The ball was a very brilliant one, and the rooms were full; many of the ladies were pretty, and all seemed rich and well educated. But there was an indefinable spirit of unrest, of effort at shining, of social anxiety, which struck Arthur as a new note in his New York social experiences; and Charlie Townley’s patronising remarks recurred again to him. When he went back to Miss Farnum, her reception duties were over; they had a waltz together, and then wandered into a conservatory for cool and rest.
“How different it all seems from New Haven,” was Arthur’s first remark; and she said yes, it did; and asked him if he were really living in New York, and if it was not Mr. Townley with whom she had seen him walking the other day.
“Mr. Townley is a great friend of mine, you must know; and I think it is too bad of him not to come to-night. And, by the way—whom were you with in the park this afternoon?”
“With Mrs. Gower,” said Arthur.
“Mrs. Gower? Mrs. Levison Gower? Was it? I didn’t see—” and no one would have guessed that the acquaintance of the lady mentioned was yet an unrealised dream to Miss Farnum. She led Arthur off soon after, and presented him to some of her most particular friends; Arthur was so fortunate as to secure one of these young ladies—Miss Marie Vanderpool—for the german; and they had seats very near the head. Altogether, Arthur was in the high tide of social favor; and nearly everyone whom he met talked to him of Mrs. Gower, and he marvelled a little that that lady—who had spoken almost tragically to him of her loneliness—should have so many dear and admiring friends. When he went home, it was with three or four tinsel orders at his button-hole; and Haviland, whose coat-collar was yet undecorated, met him in the hall.

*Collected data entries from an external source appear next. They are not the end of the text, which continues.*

PR #2457, opened 2022-02-06
Add a :star: to the feature matrix of examples README

yutannihilation:
On searching for the example of `StagingBelt`, I found the skybox example uses it while the README doesn't say so. I think we can add a ⭐ here.


cwfitzgerald (approved):
Thanks!

cwfitzgerald:
Something is up with CI...

PR #2462, opened 2022-02-07
Don't recycle indices that reach EOL

kvark:
**Connections**
Related to https://github.com/gfx-rs/wgpu-native/pull/171
But also affects 64-bit systems.

**Description**
Once the epoch reaches its max value, we should never try to recycle it.

**Testing**
small unit test inside


cwfitzgerald (approved):
Huh, didn't realize we were using a freelist before for IDs

PR #2986, opened 2022-08-26
Implement `device_features` and `adapter_features` for the web backend

expenses:
**Checklist**

- [x] Run `cargo clippy`.

**Connections**

**Description**

These weren't implemented and I needed in order to be able to check for compressed texture support. I had to do an unchecked cast of the [GPUSupportedFeatures](https://gpuweb.github.io/gpuweb/#gpusupportedfeatures) class to a `js_sys::Set` because it doesn't seem like wasm-bindgen implements `setlike` and thus doesn't have a `has` method.

I also added some BC formats to the texture format mapping function because my code needed them. We of-course should implement all of these in time, but I didn't want to do that here.

**Testing**

Tested by running a program that checks for compressed texture support and renders a model with compressed textures.


expenses:
>I had to do an unchecked cast of the [GPUSupportedFeatures](https://gpuweb.github.io/gpuweb/#gpusupportedfeatures) class to a `js_sys::Set` because it doesn't seem like wasm-bindgen implements `setlike`

We should probably find a solution to this before merging.

jimblandy:
Just marking this as "Draft", based on comments and title.

wgpu/src/backend/web.rs
```diff
@@ -1263,9 +1278,22 @@ impl crate::Context for Context {
         // Can't really discard this on the Web
     }
 
-    fn device_features(&self, _device: &Self::DeviceId) -> wgt::Features {
-        // TODO
-        wgt::Features::empty()
+    fn device_features(&self, device: &Self::DeviceId) -> wgt::Features {
+        let features = device.0.features();
+
+        let features_set: js_sys::Set = features.unchecked_into();
```
cwfitzgerald, line 1284: Is a runtime checked into a thing? That would solve the problem and not block us on web-sys

expenses: Yep, https://docs.rs/wasm-bindgen/0.2.83/wasm_bindgen/trait.JsCast.html#method.dyn_into should work.

cwfitzgerald: Awesome!

expenses:
Think this is about ready - I had some problems running the demos on chrome though so it'd be great if someone could check them before merging.

wgpu/src/backend/web.rs
```diff
@@ -16,6 +16,7 @@ use wasm_bindgen::{
     prelude::*,
     JsCast,
 };
+use web_sys::GpuFeatureName as Gfn;
```
cwfitzgerald, line 19: We shouldn't rename in a global import like this

cwfitzgerald (approved):
Looks good after nit

gents83:
Trying to implement it directly in wasm-bindgen: https://github.com/rustwasm/wasm-bindgen/pull/3268

cwfitzgerald:
@gents83 thank you so much for that work!

PR #3006, opened 2022-09-01
Document that `write_buffer_with` is sound to read from.

kpreid:
**Checklist**

- [X] Run `cargo clippy`.

**Description**

To a reader informed about Rust's memory model, the existing claim that

> dereferencing it to a `&[u8]` panics

without further context sounds awfully like someone thinks they've invented a write-only reference, and that the API might actually be exposing undefined behavior via an uninitialized `&mut [u8]`. Therefore, let's specify what happens if you *do* read through the mutable reference.  The text added in this commit is based on what was said in [the review when `write_buffer_with` was added](https://github.com/gfx-rs/wgpu/pull/2777/files#r901392551).

This is also relevant information to someone considering using `write_buffer_with()` for performance gains: for example, it suggests that it might be a bad idea to write data into the view and then sort it in-place. (Or is that not a bad idea? Is it not slow if the CPU already wrote over all the memory contiguously? I don't know.)

### DIFF
--- a/wgpu/src/lib.rs
+++ b/wgpu/src/lib.rs
@@ -3468,7 +3468,7 @@ impl Queue {
     /// The returned value can be dereferenced to a `&mut [u8]`; dereferencing it to a
     /// `&[u8]` panics!
     /// (It is not unsound to read through the `&mut [u8]` anyway, but doing so will not
-    /// yield the existing contents of `buffer`, and it is likely to be slow.)
+    /// yield the existing contents of `buffer` from the GPU, and it is likely to be slow.)
     ///
     /// This method is intended to have low performance costs.
     /// As such, the write is not immediately submitted, and instead enqueued
--- a/wgpu/src/lib.rs
+++ b/wgpu/src/lib.rs
@@ -3462,9 +3462,13 @@ impl Queue {
         Context::queue_write_buffer(&*self.context, &self.id, &buffer.id, offset, data)
     }
 
-    /// Schedule a data write into `buffer` starting at `offset` via the returned [QueueWriteBufferView].
+    /// Schedule a data write into `buffer` starting at `offset` via the returned
+    /// [QueueWriteBufferView].
     ///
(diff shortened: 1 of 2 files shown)


cwfitzgerald (approved):
Thanks!

cwfitzgerald:
As for:

> it suggests that it might be a bad idea to write data into the view and then sort it in-place

Currently it will be fast, but we reserve the right (and we might do it) to make it terribly slow

kpreid:
> Currently it will be fast, but we reserve the right (and we might do it) to make it terribly slow

Another question that comes to mind is whether this also applies to buffers created as `mapped_at_creation`. If so, that is worth documenting too. In my own thinking about perf optimization, I've thought about doing (as I mentioned in the description) sorting or other read-write operations inside of newly allocated buffers or StagingBelt views.

wgpu/src/lib.rs
```diff
@@ -3464,9 +3464,13 @@ impl Queue {
...
 
-    /// Schedule a data write into `buffer` starting at `offset` via the returned [QueueWriteBufferView].
+    /// Schedule a data write into `buffer` starting at `offset` via the returned
+    /// [QueueWriteBufferView].
     ///
-    /// The returned value can be dereferenced to a `&mut [u8]`; dereferencing it to a `&[u8]` panics!
+    /// The returned value can be dereferenced to a `&mut [u8]`; dereferencing it to a
+    /// `&[u8]` panics!
+    /// (It is not unsound to read through the `&mut [u8]` anyway, but doing so will not
+    /// yield the existing contents of `buffer`, and it is likely to be slow.)
```
a1phyr, line 3473: This is oddly phrased, it feels like you're not guaranteed to read the same value that you've just written, which would definitely be UB.

kpreid: I'm specifying that it _will not_ give the contents of `buffer`, the preexisting GPU buffer, and leaving unspecified what the initial value of this `[u8]` is. I agree this isn't the clearest wording; ideas welcome.

jimblandy: I added a minor qualification to clarify this.

PR #3011, opened 2022-09-05
vulkan: use effective api version for determining device features

i509VCB:
**Checklist**

- [x] Run `cargo clippy`.

**Description**
wgpu wrongly assumes that the instance version will always be the maximum version supported. This assumption can be broken by using Instance::from_raw. This pull request fixes that issue by calculating the "effective" api version the device supports, which is the lower of the instance version and physical device version. More information can be found in the Vulkan specification's documentation for VkPhysicalDeviceProperties.

**Testing**
Tests succeed locally.

Testing could be improved by introducing CI runs in the future which artificially lower the instance version to test the behavior is correct. Possibly via an environment variable such as `WGPU_VULKAN_INSTANCE_VERSION`.


cwfitzgerald (approved):
Slipped through the cracks, sorry!

PR #3023, opened 2022-09-14
Buffer usages mismatch check and documentation for mapped_at_creation size requirement.

Imberflur:
**Checklist**

- [x] Run `cargo clippy`.
- [ ] ~~Run `RUSTFLAGS=--cfg=web_sys_unstable_apis cargo clippy --target wasm32-unknown-unknown` if applicable.~~

**Connections**
I based this on the documented validation behavior:
* <https://docs.rs/wgpu/0.13.1/wgpu/struct.BufferUsages.html>
* <https://gpuweb.github.io/gpuweb/#dom-gpudevice-createbuffer>

**Description**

“Are you going the same way?” said he to Arthur; and when it turned out that they were, he asked him to drop in and have a cigar. Haviland knew that Arthur was a stranger in the city; and it soon turned out that they had one or two acquaintances in common. Then, as is the way of men, their conversation drifted to the last pretty face they had seen—Kitty Farnum. “She is a great friend of mine, and I stayed until the end on her account,” said Haviland; “though I don’t dance.” They stopped at Haviland’s house; and entering, Arthur was inducted into the most delightful bachelor rooms, down-stairs, filled with books, weapons, and implements for smoking.
“Yes,” said Haviland, speaking of Miss Farnum; “and it’s a great pity to see her going as she is now. Why” (he went on, in answer to an inquiring look from Arthur) “she is wild upon getting into society, as she calls it, or her mother is for her. There is a girl, rich, beautiful, refined, well educated, and she positively looks up to a set of people the whole of whom aren’t worth her little finger, as if they were divinities.”
“It certainly seems very funny, if it’s true,” said Arthur.
“Funny?” fumed Haviland, “I assure you they are as much her inferiors as they would have her theirs. Fashion is a vulgar word, and fashionable people are a fast, vulgar set; fast, because they are too empty-headed and uncultivated to enjoy any pleasure of taste or intellect, and vulgar because they are too stupid to understand any other superiority than that of mere display.”
Haviland spoke almost savagely, intemperately, as it seemed to Arthur, about such a trivial thing. “Can he be in love with her?” thought he; and he wondered why he told him all this.